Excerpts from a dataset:
PR #536, opened 2022-09-16
aioble: Ordered handling of char.written().

andrewleech:
On a ble peripheral system with a "significant" number of background asyncio tasks, reception & handling concurrent characteristic writes (eg. a looping task with `await characteristic.written()` can occur out of order.

For some services this can severly impact function, where writes to multiple characteristics to perform functions is critical. For example, in the Object Transfer Service it's common to "set a list filter" on one char, then "send the next list item" on a separate char. If these are handled out of order incorrect results are sent.

Essentially, if the vm / asyncio loop is slowed down by a background task (in this case a `time.sleep()`) while two ble write operations are received by the stack, the asyncio.Event for both characteristics can be set before either aioble characteristic event handler services them.

In this case, the `characteristic.written()` event of which ever task is checked first (whichever one was originally registered first) will be serviced first, regardless of which one came in first.

The first commit in this PR adds a multitest that demonstrates this behavior, failing as some of the messages arrive out of order.

The second commit addresses this issue by re-working the existing `Characteristic(capture=True)` functionality to work through a single shared `deque` which is handled by a background async task. This task pops individual incoming write events from the shared queue and forwards them to the respective characteristic event sequentially. Only once that `characteristic.written()` handles the event does the manager task continue to any other events in the shared queue.

Characteristics configured with `capture=False` (default) still behave the same as previously.

---

### DIFF
--- a/micropython/bluetooth/aioble/aioble/server.py
+++ b/micropython/bluetooth/aioble/aioble/server.py
@@ -97,6 +97,33 @@ class BaseCharacteristic:
         else:
             ble.gatts_write(self._value_handle, data, send_update)
 
+    async def _init_shared_write_task(self):
+        # Should be run on first call of an async task waiting on .written()
+        # Will create the needed events and start the background queue monitor task
+        if not hasattr(BaseCharacteristic, "_shared_write_event"):
+            BaseCharacteristic._shared_write_event = asyncio.ThreadSafeFlag()
+            BaseCharacteristic._shared_written_event = asyncio.ThreadSafeFlag()
+
+        asyncio.create_task(self._shared_write_task())
+
+    async def _shared_write_task(self):
+        # Monitor the shared queue for incoming characteristic writes and forward
+        # them sequentially to the individual characteristic events.
+        ie = BaseCharacteristic._shared_write_event
+        oe = BaseCharacteristic._shared_written_event
+        q = BaseCharacteristic._shared_write_queue
+
+        while True:
+            if len(q):
+                conn, data, characteristic = q.popleft()
+                characteristic._write_detail = (conn, data)
+                characteristic._write_event.set()
+                # Wait for the characteristic event to be handled before continuing
+                await oe.wait()
+
+            if not len(q):
+                await ie.wait()
+
     # Wait for a write on this characteristic. Returns the connection that did
     # the write, or a tuple of (connection, value) if capture is enabled for
     # this characteristics.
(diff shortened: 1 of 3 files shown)


dpgeorge:
Just to be clear, by "out of order characteristic writes" you mean separate (independent!) characteristics appear written in a different order on the server, compared to the order they were written to on the client?  Eg client writes to A then B, but server sees B update first then A?

It seems to me like there is no guarantee of the ordering of writes to independent characteristics, precisely because they are independent.

Or is the issue that the stack (nimble) does get the writes in the "correct" order (eg A then B) but aioble swaps them around?

andrewleech:
Yes client writes to charA then charB, server nimble stack gets them in order, but once they go via asyncio events they can be handled out of order by tasks waiting on their respective events.

The stack itself guarantees the order of the writes, and some standard services rely on the order of these writes - indeed OTS requires it in a number of situations.

andrewleech:
While the fix presented in this MR is very specific to this particular user case, the question on event order might be worth thinking about more broadly for asyncio in general? Probably more of a potential issue if/when deeper asyncio hardware support is added, eg multiple tasks async waiting on pin /switch press, needing patterns of usage so they get handled in order etc.

jimmo:
Thanks @andrewleech -- what you're describing makes sense. GATT itself will preserve the event order, and aioble doesn't make any attempt to preserve it across characteristics. I hadn't considered that there would be ordering dependencies across capture=True characteristics.

I will need to spend some time reviewing this, the capture stuff is pretty subtle. I'm glad you were able to keep the same API.

I'm a little bit confused why there needs to be both a global queue and a per-characteristic queue. Will the per-characteristic queue ever have more than one item in it -- it seems to me that the monitor task will always wait for the characteristic to dispatch before being able to append a new item?

Another thing to consider (although doesn't have to be this PR), is that we also do the same capture queue thing for notifications. Should we apply the same fix there?

andrewleech:
Thanks @jimmo yeah I wasn't 100% convinced I should hijack the existing capture arg however thought that'd be safer that maintaing / documenting two separate queueing mechanisms in the library.

> I'm a little bit confused why there needs to be both a global queue and a per-characteristic queue

I initially kept this to reduce the size of this patch, don't change what's not broke etc - particularly when I saw other usages of `deque(1)` in other places. However I've now stripped it back to just an single attribute on the Char class and it does simplify things a fair bit.

> Another thing to consider (although doesn't have to be this PR), is that we also do the same capture queue thing for notifications. Should we apply the same fix there?

Ah, yes it would certainly make sense to have the same pattern there, I can easily foresee situations where the order of notifications is important.

micropython/bluetooth/aioble/aioble/server.py
```diff
@@ -97,6 +102,33 @@ def write(self, data, send_update=False):
         else:
             ble.gatts_write(self._value_handle, data, send_update)
 
+    async def _init_shared_write_task(self):
+        # Should be run on first call of an async task waiting on .written()
+        # Will create the needed events and start the background queue monitor task
+        if BaseCharacteristic._shared_write_event is None:
```
dpgeorge, line 108: Might be possible to change this to `hasattr(...)` and then remove the `..=None` settings in the global class scope above.

andrewleech: I often struggle with questions like this when it's a bit of a ram vs runtime cost, however in this case yeah - the current ram cost of having that attr "preallocated" is paid by people not using the feature, whereas a hasattr call vs "attr lookup and compare to none" would be nigh on identical runtime cost. I'll make the change thanks!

- What to produce -
Starting from the first line of the records above, retype each line exactly up to and including the one that contains "On a ble peripheral", and nothing more.

- Result -
PR #536, opened 2022-09-16
aioble: Ordered handling of char.written().

andrewleech:
On a ble peripheral system with a "significant" number of background asyncio tasks, reception & handling concurrent characteristic writes (eg. a looping task with `await characteristic.written()` can occur out of order.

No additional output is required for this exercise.